**ASSIGNED TASK**
Extract every line from the records below that contains the word "SymbolTable".

**Dataset entries**
PR #710, opened 2026-08-05
Fix case-sensitive `SymbolTable` lookups

### LINKED ISSUE #709: `SymbolTable` lookups are case-sensitive
Discovered while working with @drewlongdin-dev yesterday: `SymbolTable` lookups are sometimes case sensitive. The `Symbol` itself should retain its original capitalisation, but it should be possible to look up variables with any case. The following test fails:

```rust
    #[test]
    fn mixed_case() -> Result<()> {
        let mut parser = Parser::new();
        parser
            .set_language(&tree_sitter_fortran::LANGUAGE.into())
            .context("Error loading Fortran grammar")?;

        let code = r#"
module mod
  use :: some_module, only: foo, BaR => baz
  implicit none (type, external)
  Integer :: Idx, count
contains
  subroutine sub(x)
    integer, intent(in) :: x
  end subroutine sub
  function FuNc(x) result(y)
    integer, intent(in) :: x
  end function FuNc
end module mod
}
"#;
        let tree = parser.parse(code, None).context("Failed to parse")?;
        let root = tree.root_node().child(0).context("Missing child")?;

        let symbol_table = SymbolTable::new(&root, code)?;

        let foo = symbol_table.get("Foo");
        assert!(foo.is_some());
        let foo = foo.unwrap();
        assert!(foo.name().as_str() == "foo");

        let bar = symbol_table.get("bar");
        assert!(bar.is_some());
        let bar = bar.unwrap();
        assert!(bar.name().as_str() == "BaR");

        let idx = symbol_table.get("idx");
        assert!(idx.is_some());
        let idx = idx.unwrap();
        assert!(idx.name().as_str() == "Idx");

        let count = symbol_table.get("COUNT");
        assert!(count.is_some());
        let count = count.unwrap();
        assert!(count.name().as_str() == "count");

        let sub = symbol_table.get("SUB");
        assert!(sub.is_some());
        let sub = sub.unwrap();
        assert!(sub.name().as_str() == "sub");

        let func = symbol_table.get("func");
        assert!(func.is_some());
        let func = func.unwrap();
        assert!(func.name().as_str() == "FuNc");
        Ok(())
    }
```

I've already written the fix, just raising this for record keeping!

LiamPattinson:
Fixes #709

### DIFF
--- a/crates/fortitude_sitter/src/ast/symbol_table.rs
+++ b/crates/fortitude_sitter/src/ast/symbol_table.rs
@@ -171,12 +171,12 @@ impl<'a> SymbolTable<'a> {
     pub fn insert_from_decl_line(&mut self, decl: VariableDeclaration<'a>, dummy_vars: &[String]) {
         let decl = Rc::new(decl);
         for name in decl.names().iter() {
-            let name_lower = name.name().as_str().to_ascii_lowercase();
-            let is_dummy_var = dummy_vars.contains(&name_lower);
-            self.inner.insert(
-                name_lower,
-                Symbol::Variable(Variable::new(name.clone(), is_dummy_var, decl.clone())),
-            );
+            let is_dummy_var = dummy_vars.contains(&name.name().as_str().to_ascii_lowercase());
+            self.insert_symbol(Symbol::Variable(Variable::new(
+                name.clone(),
+                is_dummy_var,
+                decl.clone(),
+            )));
         }
         self.decl_lines.push(decl);
     }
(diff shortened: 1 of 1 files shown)


ZedThree:
Please could you rebase on top of #705? That PRs moves this file

LiamPattinson:
I've just approved #705, so once that's merged I'll rebase on `main`

LiamPattinson:
@ZedThree This should now be ready to review

crates/fortitude_sitter/src/ast/symbol_table.rs
```diff
@@ -171,12 +171,12 @@ impl<'a> SymbolTable<'a> {
     pub fn insert_from_decl_line(&mut self, decl: VariableDeclaration<'a>, dummy_vars: &[String]) {
         let decl = Rc::new(decl);
         for name in decl.names().iter() {
-            let name_lower = name.name().as_str().to_ascii_lowercase();
-            let is_dummy_var = dummy_vars.contains(&name_lower);
-            self.inner.insert(
-                name_lower,
-                Symbol::Variable(Variable::new(name.clone(), is_dummy_var, decl.clone())),
-            );
+            let is_dummy_var = dummy_vars.contains(&name.name().as_str().to_ascii_lowercase());
```
ZedThree: Can we do something like:

```suggestion
            let is_dummy_var = dummy_vars.iter().find(|val| val.eq_ignore_ascii_case(name.name().as_str()));
```

to save lowercasing the name twice?

ZedThree (dismissed):
LGTM!

It looks like there's a couple of crates for case-insensitive hashmaps that might also be useful?

crates/fortitude_sitter/src/ast/symbol_table.rs
```diff
@@ -171,12 +171,15 @@ impl<'a> SymbolTable<'a> {
...
-            let name_lower = name.name().as_str().to_ascii_lowercase();
-            let is_dummy_var = dummy_vars.contains(&name_lower);
-            self.inner.insert(
-                name_lower,
-                Symbol::Variable(Variable::new(name.clone(), is_dummy_var, decl.clone())),
-            );
+            let is_dummy_var = dummy_vars
+                .iter()
+                .find(|val| val.eq_ignore_ascii_case(name.name().as_str()))
+                .is_some();
```
ZedThree: Sorry, should've spotted this before, is this just:

```suggestion
                .any(|val| val.eq_ignore_ascii_case(name.name().as_str()));
```

ZedThree (approved):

**YOUR RESPONSE**
Fix case-sensitive `SymbolTable` lookups
### LINKED ISSUE #709: `SymbolTable` lookups are case-sensitive
Discovered while working with @drewlongdin-dev yesterday: `SymbolTable` lookups are sometimes case sensitive. The `Symbol` itself should retain its original capitalisation, but it should be possible to look up variables with any case. The following test fails:
        let symbol_table = SymbolTable::new(&root, code)?;
@@ -171,12 +171,12 @@ impl<'a> SymbolTable<'a> {
@@ -171,12 +171,12 @@ impl<'a> SymbolTable<'a> {
@@ -171,12 +171,15 @@ impl<'a> SymbolTable<'a> {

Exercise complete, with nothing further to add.